§ **Instructions to follow**
Starting at the line that holds "which stinks imo." and stopping at the line that holds "Tested on Linux", restate the records below word for word, with both of those lines included.

[Extracted data entries]

Issue #2079, opened 2022-04-15
Build tooling and package interface improvements for v3


friendlyanon:
Since v3 is around the corner and it's a major version increase, I think it would be time to revamp the build tooling a little bit and follow proper library interface etiquette.

I'm opening this issue is just to spitball some ideas and enumerate wishes regarding what could be better.

One immediate thing I noticed is the presence of binary blobs in source control. This is some icky stuff that can be replaced with package managers easily. Conan and vcpkg are pretty much the only options here. Conan would be nice, because it has a `deploy` generator where the dependency graph can be installed to a staging prefix, but it requires more upfront work with setup, because Conan v2 no longer tries to guess details of the system. vcpkg requires less work upfront, since it just plugs into the CMake configure process using its toolchain script, but I'm not sure what's the proper way is to deploy with it (just copy the `vcpkg_installed` folder from build dir?).   
Either way, neither requires hardcoding details into the build scripts nor coupling, which means that users, developers and package managers (the people) can freely plug whatever they want to into the build. Both allow transparent integration with little to no work required.

There is tons of duplicate code of things that CMake already provides as a built-in, such as the setting of the CRT type on Windows. In fact, what's in the CML file right now if insufficient for providing the debug runtimes. CMake already has an alternative for this, so this code requires no new code, only some documentation in the install/build docs pointing people towards it.

SFML's install interface could also use improvements. The CMake package currently provided is essentially broken. Some details about the broken-ness can be found [here](https://github.com/friendlyanon/cmake-init-sfml-example/blob/master/CMakeLists.txt#L47-L62). As an aside, this is also what prompted #2052, which is just a partial fix, but the commit in that PR also contains the ideal UX, as in that would be all the code ever needed to use SFML in CMake.

The `cmake/Macros.cmake` file could (should) also be sacked, as it does a lot of things to break (sub)system level conventions and it again duplicates a lot of things that CMake provides using built-in variables. I'm very much not a fan of projects overriding user requirements and providing custom magic suffixes like `-static` for static libraries, when the users could make that consciuous decision themselves with no costs to bear for every downstream user. Most of these things should just be documented in the install/build document for users and recommending them to use CMake, since that takes care of all these little differences. Looking at the [Getting Started](https://www.sfml-dev.org/tutorials/2.5/#getting-started) section for example shows no usage with CMake right now, which stinks imo.  
[...]

PR #2174, opened 2022-08-01
Require CMake 3.16 for ObjC and ObjC++ sources

friendlyanon:
Both languages gained native CMake support in 3.16:
https://cmake.org/cmake/help/latest/release/3.16.html#languages

Issue: #2079

## Tasks

Build only test

* [ ] Tested on Linux
* [ ] Tested on Windows
* [x] Tested on macOS
* [ ] Tested on iOS
* [ ] Tested on Android


friendlyanon:
Oops, my master was outdated. Sorry!

src/SFML/Window/CMakeLists.txt
```diff
@@ -272,11 +274,6 @@ target_link_libraries(sfml-window PUBLIC SFML::System)
 # glad sources
 target_include_directories(sfml-window SYSTEM PRIVATE "${PROJECT_SOURCE_DIR}/extlibs/headers/glad/include")
 
-# When static linking on macOS, we need to add this flag for objective C to work
-if ((NOT BUILD_SHARED_LIBS) AND SFML_OS_MACOSX)
-    target_link_libraries(sfml-window PRIVATE -ObjC)
-endif()
-
```
ChrisThrasher, line 279: If I'm understanding correctly, without us explicitly enabling OBJC and OBJCXX as languages (which was not possible when requiring 3.15), this snippet was required but once we express to CMake that we're using OBJC and OBJCXX it can automatically add this flag as required?

friendlyanon: The only reference I found for this flag is just to treat sources as ObjC:

https://clang.llvm.org/docs/CommandGuide/clang.html#cmdoption-objc

> Treat source input files as Objective-C and Object-C++ inputs respectively.

ChrisThrasher: The build on `master` works with this snippet removed but perhaps that's only because I'm using a version of CMake much newer than 3.15. In either case, I support its removal if it's unnecessary. I was just hoping to gain some more insight into how to best handle building Objective-C and Objective-C++ code.

friendlyanon:
OK, quick edits done. I was just missing `enable_language` from the Main module when building for iOS, no need to enable things at the top. I didn't test iOS, because I don't have the iOS SDK on the Mac machine I have access to.

ChrisThrasher (approved):
LGTM. Thanks for finding this! @eXpl0it3r what do you think?

eXpl0it3r:

eXpl0it3r (approved):

eXpl0it3r:

src/SFML/Window/CMakeLists.txt
```diff
@@ -203,6 +204,7 @@ elseif(SFML_OS_MACOSX)
     )
     source_group("mac" FILES ${PLATFORM_SRC})
 elseif(SFML_OS_IOS)
+    enable_language(OBJCXX)
```
eXpl0it3r, line 207: What's the advantage of splitting things up, compared to https://github.com/SFML/SFML/commit/90af02f318655dd51c3bf640d7c37582f751e2e0 ?

ChrisThrasher: Less maintenance how?

friendlyanon: Wrt the conditionals. It's easier to keep things in sync when the language is enabled at the usage site.

eXpl0it3r:
Thank you for this CMake enhancement! 🙂

src/SFML/Window/CMakeLists.txt
ChrisThrasher: This was originally added [here](https://github.com/SFML/SFML/pull/1485) to fix static linking on macOS. With it gone, I get runtime errors when trying to use static libs. Putting it back seems to fix that problem.

PR #2178, opened 2022-08-06
Assorted CMake fixes

ChrisThrasher:
## Description

Over time I accumulate lots of little fixes that I find while solving other problems. I've collected enough build system improvements to justify a PR now. Each commit explains my rationale and many include extended commit messages further explaining the changes so look at the commit log for more info.


cmake/Config.cmake
```diff
@@ -50,14 +50,6 @@ elseif(${CMAKE_SYSTEM_NAME} STREQUAL "Darwin")
...
         # don't use the OpenGL ES implementation on Mac OS X
         set(OPENGL_ES 0)
-
-        # detect OS X version. (use '/usr/bin/sw_vers -productVersion' to extract V from '10.V.x'.)
-        EXEC_PROGRAM(/usr/bin/sw_vers ARGS -productVersion OUTPUT_VARIABLE MACOSX_VERSION_RAW)
-        STRING(REGEX REPLACE "10\\.([0-9]+).*" "\\1" MACOSX_VERSION "${MACOSX_VERSION_RAW}")
-        if(${MACOSX_VERSION} LESS 7)
-            message(FATAL_ERROR "Unsupported version of OS X: ${MACOSX_VERSION_RAW}")
-            return()
-        endif()
```
eXpl0it3r, line 60: Is the requirement now given through other incompatibilities?

ChrisThrasher: That's right. Here's the extended commit message where I go into more detail:

> [Remove check for old macOS versions](https://github.com/SFML/SFML/pull/2178/commits/cae9733067814f901efb1f7596eb5fb198e73a2d)  …
There is no need to check for macOS 10.6 or lower. Snow Leopard came
out in 2009. Because it's nearly 13 years old, it's safe to say
nobody will be trying to build SFML 3 on Snow Leopard.
This was added in https://github.com/ChrisThrasher/SFML/commit/de70f691e10b502e09d1683b2d241d559f199948 way back in 2011 when Snow Leopard was
a mere cub.

src/SFML/CMakeLists.txt
```diff
@@ -31,9 +31,6 @@ elseif(SFML_OS_ANDROID)
     list(APPEND CMAKE_LIBRARY_PATH "${PROJECT_SOURCE_DIR}/extlibs/libs-android/${CMAKE_ANDROID_ARCH_ABI}")
 endif()
 
-# define the path of our additional CMake modules
-set(CMAKE_MODULE_PATH "${PROJECT_SOURCE_DIR}/cmake/Modules/")
```
eXpl0it3r, line 35: How does CMake find the scripts in: https://github.com/SFML/SFML/tree/master/cmake/Modules ?

Or can we get rid of those?

ChrisThrasher: That same code also exists [here](https://github.com/SFML/SFML/blob/master/cmake/Macros.cmake#L406).

I suppose it would make more sense to keep this line and remove the one deep in Macros.cmake instead so I'll amend this PR to do that instead. That will keep the code more readable.

vittorioromeo:

cmake/Modules/FindUDev.cmake
```diff
@@ -9,45 +9,45 @@
 # Redistribution and use of this file is allowed according to the terms of the BSD license.
```
eXpl0it3r, line 9: Not sure if we can/should modify this file

ChrisThrasher: My impression was that BSD licenses allowed modification but I'm no software license expert.

eXpl0it3r (approved):

eXpl0it3r:

eXpl0it3r:
Thanks for cleaning that up! 🥳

§ **Answer area**
The `cmake/Macros.cmake` file could (should) also be sacked, as it does a lot of things to break (sub)system level conventions and it again duplicates a lot of things that CMake provides using built-in variables. I'm very much not a fan of projects overriding user requirements and providing custom magic suffixes like `-static` for static libraries, when the users could make that consciuous decision themselves with no costs to bear for every downstream user. Most of these things should just be documented in the install/build document for users and recommending them to use CMake, since that takes care of all these little differences. Looking at the [Getting Started](https://www.sfml-dev.org/tutorials/2.5/#getting-started) section for example shows no usage with CMake right now, which stinks imo.  
[...]

PR #2174, opened 2022-08-01
Require CMake 3.16 for ObjC and ObjC++ sources

friendlyanon:
Both languages gained native CMake support in 3.16:
https://cmake.org/cmake/help/latest/release/3.16.html#languages

Issue: #2079

## Tasks

Build only test

* [ ] Tested on Linux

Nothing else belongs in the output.